3.2. Association of Body Composition Components with Disease Progression and Overall Survival
The median IMAT, SAT, VAT and VAT/SAT ratio index values were 3.85, 55.43, 41.90 and 0.74 cm2·m−2, respectively. Multivariable models indicated no significant associations of sarcopenia, IMAT, SAT, VAT and VAT/SAT ratio indexes at baseline with 5-year disease progression (HR: 0.69–1.25, p = 0.199–0.877) and 5-year overall survival (HR: 0.69–1.34, p = 0.123–0.724) in patients with advanced lung cancer undergoing immunotherapy (Table 2). Kaplan–Meier analyses stratifying patients according to body composition components cut-off values on 5-year disease progression and overall survival are presented in Figure 1 and Figure 2, respectively (p = 0.061–0.606).
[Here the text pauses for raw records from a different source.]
PR #4893, opened 2023-08-21
RN-865: Trigger adding looks at allow list instead of block list

chris-pollard:
### Changes:
- Change the exclusion list to an allow list for tables that require triggers.

### DIFF
--- a/packages/database/src/runPostMigration.js
+++ b/packages/database/src/runPostMigration.js
@@ -6,21 +6,30 @@
 import { arrayToDbString } from './utilities';
 
 const TABLES_REQUIRING_TRIGGER_CREATION = [
-  'entity_hierarchy',
-  'analytics_refresher',
-  'survey_response',
-  'entity',
-  'country',
+  'access_request',
+  'ancestor_descendant_relation',
+  'answer',
   'clinic',
+  'country',
+  'data_element',
+  'entity',
+  'entity_hierarchy',
+  'entity_relation',
   'geographical_area',
+  'indicator',
+  'map_overlay',
+  'map_overlay_group',
+  'meditrak_device',
   'option',
   'option_set',
   'permission_group',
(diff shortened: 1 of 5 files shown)


packages/database/src/runPostMigration.js
```diff
@@ -5,24 +5,22 @@
...
+  'clinic',
+  'geographical_area',
+  'option',
+  'option_set',
+  'permission_group',
+  'question',
+  'survey',
+  'survey_group',
+  'survey_screen',
+  'survey_screen_component',
```
rohan-bes, line 23: I did a bit of a dig and found these tables all needed triggers:
```suggestion
  'access_request',
  'ancestor_descendant_relation',
  'answer',
  'clinic',
  'country',
  'data_element',
  'entity',
  'entity_hierarchy',
  'entity_relation',
  'geographical_area',
  'indicator',
  'map_overlay',
  'map_overlay_group',
  'meditrak_device',
  'option',
  'option_set',
  'permission_group',
  'question',
  'survey',
  'survey_group',
  'survey_response',
  'survey_screen',
  'survey_screen_component',
  'user_entity_permission',
```
I think the main ones missing were due to the `ChangeHandler` classes (eg. `AnalyticsRefresher` and `EntityHierarchyCacher`) and the model notifiers

rohan-bes (changes requested):
Think there's a few missing here. We're looking for anything that calls down to `database.addChangeHandlerForCollection()`

Technically every model is listening to itself, for the purposes of cache functions. I'll push a commit to change that so that we only listen if the model has 'caching enabled', thus reminding devs to update this list

rohan-bes (approved):
Think we're good to go now yeah. Cheers @chris-pollard

rohan-bes:
@chris-pollard I think this is still good to go

PR #4894, opened 2023-08-21
added information hover commit

chaoxinnhin:
### Issue #:
WAITP-1239: Misc. Visuals: Static text

### Changes:

- Hover effect on certain data

### Screenshots:

image

### DIFF
--- a/packages/tupaia-web/src/features/DashboardItem/DashboardInfoButton.tsx
+++ b/packages/tupaia-web/src/features/DashboardItem/DashboardInfoButton.tsx
@@ -1,0 +1,67 @@
+/**
+ * Tupaia
+ * Copyright (c) 2017 - 2023 Beyond Essential Systems Pty Ltd
+ */
+
+import React from 'react';
+import styled from 'styled-components';
+import { ViewConfig } from '@tupaia/types';
+import MuiInfoIcon from '@material-ui/icons/Info';
+import { MOBILE_BREAKPOINT } from '../../constants';
+
+const OpenDashboardInfoButton = styled.div`
+  text-transform: none;
+  font-weight: ${({ theme }) => theme.typography.fontWeightRegular};
+  cursor: pointer;
+  color: ${({ theme }) => theme.palette.common.white};
+  border-color: ${({ theme }) => theme.palette.common.white};
+  padding: 0.3rem;
+  display: flex;
+  justify-content: center;
+  align-items: center;
+  flex-direction: column;
+  gap: 0.3rem;
+  margin-top: 1rem;
+  @media screen and (min-width: ${MOBILE_BREAKPOINT}) {
+    .MuiButton-label {
+      display: flex;
+      flex-direction: column;
+      justify-content: center;
+      align-items: center;
+    }
+    position: absolute;
+    width: 100%;
+    height: 100%;
+    background-color: ${({ theme }) => theme.palette.common.black};
+    border: none;
+    top: 0;
+    left: 0;
+    opacity: 0;
+    margin-top: 0;
+    &:hover,
+    &:focus-visible {
+      opacity: 0.9;
+      background-color: ${({ theme }) => theme.palette.common.black};
+    }
+  }
+`;
+
+const DashboardInfoButtonText = styled.span`
+  font-size: 1rem;
+`;
+
+interface DashboardInfoButtonProps {
+  viewType?: ViewConfig['viewType'];
+  infoText: string | undefined;
+}
+
+export const DashboardInfoButton = ({ viewType, infoText }: DashboardInfoButtonProps) => {
+  const content = <DashboardInfoButtonText>{infoText}</DashboardInfoButtonText>;
+
+  return (
+    <OpenDashboardInfoButton>
+      <MuiInfoIcon />
+      <DashboardInfoButtonText>{viewType ? null : content}</DashboardInfoButtonText>
+    </OpenDashboardInfoButton>
+  );
+};
--- a/packages/tupaia-web/src/features/DashboardItem/DashboardInfoHover.tsx
+++ b/packages/tupaia-web/src/features/DashboardItem/DashboardInfoHover.tsx
@@ -5,11 +5,10 @@
 
 import React from 'react';
 import styled from 'styled-components';
-import { ViewConfig } from '@tupaia/types';
 import MuiInfoIcon from '@material-ui/icons/Info';
 import { MOBILE_BREAKPOINT } from '../../constants';
 
-const OpenDashboardInfoButton = styled.div`
+const Wrapper = styled.div`
   text-transform: none;
   font-weight: ${({ theme }) => theme.typography.fontWeightRegular};
   cursor: pointer;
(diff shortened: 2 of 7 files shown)


packages/tupaia-web/src/features/DashboardItem/DashboardInfoButton.tsx
```diff
@@ -0,0 +1,67 @@
...
+ * Copyright (c) 2017 - 2023 Beyond Essential Systems Pty Ltd
+ */
+
+import React from 'react';
+import styled from 'styled-components';
+import { ViewConfig } from '@tupaia/types';
+import MuiInfoIcon from '@material-ui/icons/Info';
+import { MOBILE_BREAKPOINT } from '../../constants';
+
+const OpenDashboardInfoButton = styled.div`
```
acdunham, line 12: Can we rename this to just be `Wrapper` or something? It's not actually a button so we should be more descriptive with what it is

packages/tupaia-web/src/features/DashboardItem/DashboardInfoButton.tsx
```diff
@@ -0,0 +1,67 @@
+/**
```
acdunham, line 1: Let's rename this to be `DashboardInfoHover`, since it isn't a button

packages/tupaia-web/src/features/Map/utils/useHiddenMapValues.ts
```diff
@@ -26,4 +26,5 @@ export const useHiddenMapValues = (serieses: Series[] = []) => {
   };
 
   return { setValueHidden, hiddenValues };
+  console.log(hiddenValues);
```
acdunham, line 29: Just need to remove this console log

packages/tupaia-web/src/features/DashboardItem/DashboardInfoButton.tsx
```diff
@@ -0,0 +1,67 @@
...
+  font-size: 1rem;
+`;
+
+interface DashboardInfoButtonProps {
+  viewType?: ViewConfig['viewType'];
+  infoText: string | undefined;
+}
+
+export const DashboardInfoButton = ({ viewType, infoText }: DashboardInfoButtonProps) => {
+  const content = <DashboardInfoButtonText>{infoText}</DashboardInfoButtonText>;
```
acdunham, line 59: Can we get this to return `null` if `infoText` is not set? It also looks like this is only visible for `SingleValue` view types, and only when `periodGranularity` is not set in the config. So perhaps instead of rendering this for all view types, just add to the single value one. Unless Andrew knows of any other types? 
If it's just the one type, then it doesn't even need to be a separate file, it can just be a styled component inside the SingleValue file

packages/tupaia-web/src/features/DashboardItem/DashboardInfoButton.tsx
```diff
@@ -0,0 +1,67 @@
...
+const DashboardInfoButtonText = styled.span`
+  font-size: 1rem;
+`;
+
+interface DashboardInfoButtonProps {
+  viewType?: ViewConfig['viewType'];
+  infoText: string | undefined;
+}
+
+export const DashboardInfoButton = ({ viewType, infoText }: DashboardInfoButtonProps) => {
```
acdunham, line 58: Looks like we never pass in `viewType` so can probably remove anything about this one

packages/tupaia-web/src/features/Visuals/View/View.tsx
```diff
@@ -86,15 +87,18 @@ export const View = ({ report, config, isEnlarged }: ViewProps) => {
...
   if (!Component) return null;
 
+
   const formattedData = formatData(data, viewConfig);
-  return (
+  return ( 
+    <>
     <Component
       report={{
-        ...report,
```
acdunham, line 93: Is there a reason we removed this?

acdunham (changes requested):
Nice work finding where this one was. I have some suggestions for a few improvements, in the comments.

packages/tupaia-web/src/features/Visuals/View/View.tsx
chaoxinnhin: oops that that was by accident

packages/tupaia-web/src/features/Visuals/View/View.tsx
```diff
@@ -13,7 +13,7 @@ import { formatDataValueByType } from '@tupaia/utils';
 import { MultiValueRow } from './MultiValueRow';
 import { DataDownload } from './DataDownload';
 import { DownloadFiles } from './DownloadFiles';
-
+import { DashboardInfoHover } from '../../DashboardItem/DashboardInfoHover';
```
acdunham, line 16: I would add `DashboardInfoHover` as an export to `DashboardItem/index.ts` and then this import can become `...... from `../../DashboardItem`

packages/tupaia-web/src/features/DashboardItem/DashboardInfoHover.tsx
```diff
@@ -0,0 +1,63 @@
...
+const DashboardInfoHoverText = styled.span`
+  font-size: 1rem;
+`;
+
+interface DashboardInfoHoverProps {
+  infoText: string | undefined;
+}
+
+export const DashboardInfoHover = ({ infoText }: DashboardInfoHoverProps) => {
+  return (
```
acdunham, line 57: Are there any cases where the hover shouldn't show? E.g if there is an expand button already there, or if `infoText` is unset? We should handle these cases too

acdunham (changes requested):
This is looking better, but I have a couple of questions around how to handle when we don't want this hover to happen

packages/tupaia-web/src/features/DashboardItem/DashboardInfoHover.tsx
```diff
@@ -57,7 +58,7 @@ export const DashboardInfoHover = ({ infoText }: DashboardInfoHoverProps) => {
   return (
     <Wrapper>
       <MuiInfoIcon />
-      <DashboardInfoHoverText>{infoText}</DashboardInfoHoverText>
+      <DashboardInfoHoverText>{!infoText ? null : infoText}</DashboardInfoHoverText>
```
acdunham, line 61: So what I meant here was that `DashboardInfoHoverText` should return null if infoText is unset

acdunham (changes requested):
Almost! Just one last change

packages/tupaia-web/src/features/DashboardItem/DashboardInfoHover.tsx
```diff
@@ -0,0 +1,65 @@
...
+
+const DashboardInfoHoverText = styled(Typography)`
+  font-size: 1rem;
+`;
+
+interface DashboardInfoHoverProps {
+  infoText: string | undefined;
+}
+
+export const DashboardInfoHover = ({ infoText }: DashboardInfoHoverProps) => {
```
acdunham, line 57:
```suggestion
export const DashboardInfoHover = ({ infoText }: DashboardInfoHoverProps) => {
   if(!infoText) return null;
```

packages/tupaia-web/src/features/DashboardItem/DashboardInfoHover.tsx
```diff
@@ -0,0 +1,65 @@
...
+  const content = <DashboardInfoHoverText>{infoText}</DashboardInfoHoverText>;
+  return (
+    <Wrapper>
+      <MuiInfoIcon />
+      {!infoText ? null : content}
```
acdunham, line 62:
```suggestion
      {content}
```

acdunham (changes requested):

acdunham (approved):
Thanks!

PR #4899, opened 2023-08-22
WAITP-1277 datatrak-web login form part 1

acdunham:
### Changes:
- Moved Login form to ui components
- Added view for login to datatrak-web
- Added view for verify email to datatrak-web
- Moved layout files to layout folder
- Added user menu to datatrak-web

---

### Screenshots:
Screenshot 2023-08-22 at 3 53 40 pm

Screenshot 2023-08-22 at 3 53 58 pm

Screenshot 2023-08-22 at 4 30 54 pm


packages/datatrak-web/src/theme/theme.ts
```diff
@@ -15,7 +15,14 @@ export const theme = createMuiTheme({
...
     text: {
       primary: '#333333', // dark text color
-      secondary: '#4A79EA', // purple text for secondary buttons etc
+      secondary: '#B8B8B8', // light grey text color
+    },
+  },
+  overrides: {
+    MuiButton: {
+      root: {
+        textTransform: 'none',
```
tcaiger, line 24: Nice use of the theme

packages/ui-components/src/features/HookForm/HookForm.tsx
```diff
@@ -0,0 +1,28 @@
...
+  onSubmit?: SubmitHandler<any>;
+  children: React.ReactNode;
+  className?: string;
+}
+
+/**
+ * A wrapper around react-hook-form's FormProvider and form element. Needed for custom form fields
+ * such as TextField and CheckboxField to be able to self register and validate with react-hook-form.
+ */
+export const HookForm = ({ formContext, onSubmit, children, className }: FormProps) => {
```
tcaiger, line 20: I don't feel too strongly so feel free to push back but it would be nice to not have to include Hook in the name. It is nice and extensible, if we added another form library then we could call it FormikForm etc but in reality I imagine we will only support one form type at any given time so could we just name these `Form` and `FormInput`?

packages/ui-components/src/features/Auth/LoginForm.tsx
```diff
@@ -0,0 +1,107 @@
...
+const StyledForm = styled(HookForm)`
+  margin-top: 1rem;
+  width: 22rem;
+  max-width: 100%;
+`;
+
+const LinkText = styled(Typography)`
+  font-weight: 400;
+  font-size: 11px;
+  line-height: 15px;
```
tcaiger, line 31: any reason not to use rems?

packages/ui-components/src/features/Auth/EmailVerificationDisplay.tsx
```diff
@@ -0,0 +1,33 @@
+/*
+ * Tupaia
+ *  Copyright (c) 2017 - 2021 Beyond Essential Systems Pty Ltd
+ */
+import React from 'react';
+import styled from 'styled-components';
+import Typography from '@material-ui/core/Typography';
+
+export enum STATUS {
```
tcaiger, line 9: Since this is exported out of ui-components and will be imported into other contexts, could it be a more descriptive name such as EMAIL_VERIFICATION_STATUS? Or there could be a FORM_STATUS enum that is used in a bunch of places?

packages/ui-components/src/features/Auth/AuthViewButton.tsx
```diff
@@ -0,0 +1,16 @@
+/*
+ * Tupaia
+ *  Copyright (c) 2017 - 2023 Beyond Essential Systems Pty Ltd
+ */
+
+import styled from 'styled-components';
+import { Button } from '../../components';
+
+export const AuthViewButton = styled(Button)`
```
tcaiger, line 9: What do you think about calling this `SubmitButton` instead?

packages/ui-components/src/features/Auth/AuthViewButton.tsx
```diff
@@ -0,0 +1,16 @@
...
+  text-transform: none;
+  font-size: 1rem;
+  width: 22rem;
+  max-width: 100%;
+  margin-left: 0 !important;
```
tcaiger, line 14: Does it actually need important? Can we just use a couple of MUI classes instead?

packages/datatrak-web/src/views/LoginPage.tsx
```diff
@@ -0,0 +1,45 @@
...
+  message?: {
+    status?: STATUS | string;
+    text?: string;
+  };
+}) => {
+  const formContext = useForm();
+  const { mutate: login, isLoading, error } = useLogin();
+  return (
+    <Wrapper>
+      <LoginForm
```
tcaiger, line 34: This implementation of the LoginForm looks great!

packages/datatrak-web/src/views/LoginPage.tsx
```diff
@@ -0,0 +1,45 @@
+/*
+ * Tupaia
+ *  Copyright (c) 2017 - 2023 Beyond Essential Systems Pty Ltd
+ */
+import React from 'react';
+import styled from 'styled-components';
+import { SubmitHandler, useForm } from 'react-hook-form';
+import { LoginForm, STATUS } from '@tupaia/ui-components';
```
tcaiger, line 8: I assume this is the status from the EmailVerification which doesn't make sense to use in the login form so another reason to make a generic FORM_STATUS enum.

packages/datatrak-web/src/constants/url.ts
```diff
@@ -0,0 +1,15 @@
+/*
+ * Tupaia
+ *  Copyright (c) 2017 - 2023 Beyond Essential Systems Pty Ltd
+ */
+
+export const ROUTES = {
```
tcaiger, line 6: Good idea putting these in a const

packages/datatrak-web/src/api/api.ts
```diff
@@ -7,8 +7,7 @@ import axios from 'axios';
 import FetchError from './fetchError';
 
 // TODO: change this to be the correct default url when orchestration server is ready
-export const API_URL =
-  import.meta.env.REACT_APP_DATATRAK_WEB_API_URL || 'http://localhost:8000/api/v1';
+export const API_URL = import.meta.env.REACT_APP_DATATRAK_WEB_API_URL || 'http://localhost:8100/v1';
```
tcaiger, line 10:
```suggestion
export const API_URL = import.meta.env.REACT_APP_DATATRAK_WEB_API_URL || 'http://localhost:8110/v1';
```
This is not decided as 8110

packages/ui-components/src/features/Auth/AuthViewWrapper.tsx
```diff
@@ -0,0 +1,45 @@
...
+import styled from 'styled-components';
+import { Paper, Typography } from '@material-ui/core';
+
+const Wrapper = styled(Paper)`
+  display: flex;
+  flex-direction: column;
+  align-items: center;
+  max-width: 100%;
+  box-shadow: none;
+  padding: 3rem 0;
```
tcaiger, line 16: I think there should be some left and right padding so that messages and error messages have some spacing on the sides

packages/datatrak-web/src/Routes.tsx
```diff
@@ -4,14 +4,33 @@
...
+
+/**
+ * If the user is logged in and tries to access the login page, redirect to the home page
+ */
+const LoginRedirect = () => {
+  const { isLoggedIn, isLoading, isFetched } = useUser();
+  if (isLoading || !isFetched) return <FullPageLoader />;
+  if (isLoggedIn) return <Navigate to="/" replace={true} />;
+  return <LoginPage />;
+};
```
tcaiger, line 33:
```suggestion
const LoginRedirect = ({ children ) => {
  const { isLoggedIn, isLoading, isFetched } = useUser();
  if (isLoading || !isFetched) return <FullPageLoader />;
  if (isLoggedIn) return <Navigate to="/" replace={true} />;
  return children;
};
```
Can we either rename this or make it accept children. I was looking around for the login route in the Routes below and didn't realise it was up here.

packages/datatrak-web/src/Routes.tsx
```diff
@@ -4,14 +4,33 @@
...
+
+/**
+ * If the user is not logged in, redirect to the login page
+ */
+const LandingPageRedirect = () => {
+  const { isLoggedIn, isLoading, isFetched } = useUser();
+  if (isLoading || !isFetched) return <FullPageLoader />;
+  if (!isLoggedIn) return <Navigate to="/login" replace={true} />;
+  return <LandingPage />;
+};
```
tcaiger, line 23: This needs to be more general to handle redirecting to the login page for all "private routes". [Here ](https://github.com/remix-run/react-router/blob/dev/examples/auth/src/App.tsx)is the example from the docs on that. It might be cleaner to make a PrivateRoute component or something if we have to call it in a few places. That is what we did in AdminPanel in `admin-panel/src/authentician/PrivateRoute`. Let me know if you want to pair on it?

tcaiger (changes requested):
Looking really good. Thanks for doing all the extra work on the header. Just have a few small suggestions and one main one about the private view handling.

packages/ui-components/src/features/Auth/LoginForm.tsx
acdunham: Ah my bad, I forgot!

packages/datatrak-web/src/Routes.tsx
```diff
@@ -23,10 +39,29 @@ export const Routes = () => {
   return (
     <RouterRoutes>
       <Route path="/" element={<MainPageLayout />}>
-        <Route index element={<LandingPage />} />
-        <Route path="survey" element={<SurveyPageLayout />}>
-          <Route index element={<SurveyPage />} />
-          <Route path="questions" element={<SurveyQuestionsPage />} />
+        <Route
```
tcaiger, line 42: My understanding is that the user has to be logged in to see any of the pages including the landing page, survey page, admin page etc In which case the PrivateRoute will need to be applied more broadly






[4:21](https://beyondessential.slack.com/archives/D05041PQ30X/p1692850869565859)
In which case the PrivateRoute will need to be applied more broadly

packages/datatrak-web/src/views/LoginPage.tsx
```diff
@@ -0,0 +1,45 @@
...
+ *  Copyright (c) 2017 - 2023 Beyond Essential Systems Pty Ltd
+ */
+import React from 'react';
+import styled from 'styled-components';
+import { SubmitHandler, useForm } from 'react-hook-form';
+import { LoginForm, EMAIL_VERIFICATION_STATUS } from '@tupaia/ui-components';
+import { useLogin } from '../api/mutations';
+import { ROUTES } from '../constants';
+
+const Wrapper = styled.div`
```
tcaiger, line 12: This is pretty minor but is an easy change. The Box with the LoginForm is below center because this centering doesn't account for the header. It doesn't have to be pixel perfect but it does look a bit low to me. I guess the same will apply for the Register Modal and possibly others so it might make sense to make a change in ui-components?!

acdunham: Would you mind if I changed as part of the register form, since I made it a reusable wrapper there?

tcaiger (approved):
Ka pai

PR #4927, opened 2023-08-29
hotfix: Fix error logging when importing surveys

rohan-bes:
### Issue: https://beyondessential.slack.com/archives/C01MAA3NKM1/p1693195752875529

Couple issues here to address:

A second CT scan was performed in 88 patients as presented in Table 3. Changes in skeletal muscle, IMAT, SAT, VAT and VAT/SAT ratio indexes were not statistically significant following a median time of 15.4 months after the first CT scan (IQR: 7.1 to 26.5 days). Although changes in sarcopenia, VAT and VAT/SAT ratio indexes were not associated with 5-year disease progression (HR: 0.63–1.24, p = 0.064–0.484), >10% increases in IMAT (HR: 0.60, 95% CI: 0.38 to 0.95) and SAT indexes (HR: 0.59, 95% CI: 0.36 to 0.95) were associated with improved 5-year disease progression (p = 0.028 and 0.029; Table 4). Patients with a >10% increase in IMAT index presented a median disease progression of 15.9 (IQR: 8.8 to 24.6) months vs. 11.7 (IQR: 5.5 to 19.0) months in patients with a ≤10% decrease in IMAT index (Kaplan–Meier Log-Rank, χ2 = 4.2, p = 0.042). Likewise, patients who had a >10% increase in SAT index presented a median disease progression of 16.9 (IQR: 10.8 to 29.6) months vs. 10.2 (IQR: 4.7 to 18.8) months of patients who had a decrease in SAT index (Kaplan–Meier Log-Rank, χ2 = 5.3, p = 0.022). Kaplan–Meier analysis on 5-year disease progression is presented in Figure 3.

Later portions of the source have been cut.